弊社はネットビジネスに特化した会計会社(税理士事務所)で、多くの方がご存知の超有名ユーチューバーさんの他、全国でYouTubeをされている皆さんからご依頼をいただき、多くの税務実績がございます。

本業の方はもちろん、中には副業で始めたものの、収益が増えてきたので独立し、法人化をして本格的にやっていきたいとおっしゃる方も多く、

「YouTubeの法人化について相談したい」

「動画制作に集中したいので、面倒な確定申告や節税などの税務作業は丸投げでお任せしたい」

とおっしゃる方が増えています。

なので今回は、YouTubeビジネスで個人事業から法人化をする方法や、失敗しないためのポイントについて、また無料で会社を設立して法人化する方法などについても解説していきます。

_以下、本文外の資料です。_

PR #38, opened 2018-12-27
Run snakemake with '-p' flag to print commands

trvrb:
Running as `snakemake -p` causes snakemake to print shell commands run. I think this is generally useful to see what's going on and I run all local snakemake calls with `-p`.


tsibley:
:+1: I tweaked it slightly https://github.com/nextstrain/cli/pull/38/commits/21a07aa72bba35a1121cba441203f5cc602a7c36 and merged. Thanks!

PR #39, opened 2019-01-18
view: Update for Auspice ≥1.35.2

tsibley:
Auspice ≥1.35.2 includes a CLI which should be used to run Auspice going
forward, the invocation of which is slightly different than the previous
wrapper script.

This relies on the corresponding change in the base Docker image.


tsibley:
@barneypotter24 Would you test if this fixes the problem you ran into? You can test by checking out this `new-auspice` branch and then running:

```
./bin/nextstrain view --image nextstrain/base:branch-new-auspice ../path/to/some/jsons/
```

Thanks!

YouTuberが個人事業主から法人化するメリットとデメリットは?

個人事業主としてYouTubeビジネスを行っていく中で、収益が増えてくると法人化を検討される方が多くおられます。

主に節税対策や信用力のアップを目的にされている場合が多いかと思いますが、法人化には多くのメリットがある一方で、もちろんデメリットも存在しますので、知らずに失敗してしまわないよう、それらについても詳しく解説します。

▼以下の目次の知りたい内容をクリックすることでジャンプが可能です。

YouTuberが法人化するメリットとは?

法人化することのメリットとしては、主に

  • 効果的な節税の選択肢が増える
  • 社会的信用度の向上
  • 融資や資金調達がしやすくなる

などがあげられるでしょう。

効果的な節税の選択肢が増える

法人化をすることで、節税の選択肢が広がり、個人と比べて効率的に税金を軽減できる可能性が高まります。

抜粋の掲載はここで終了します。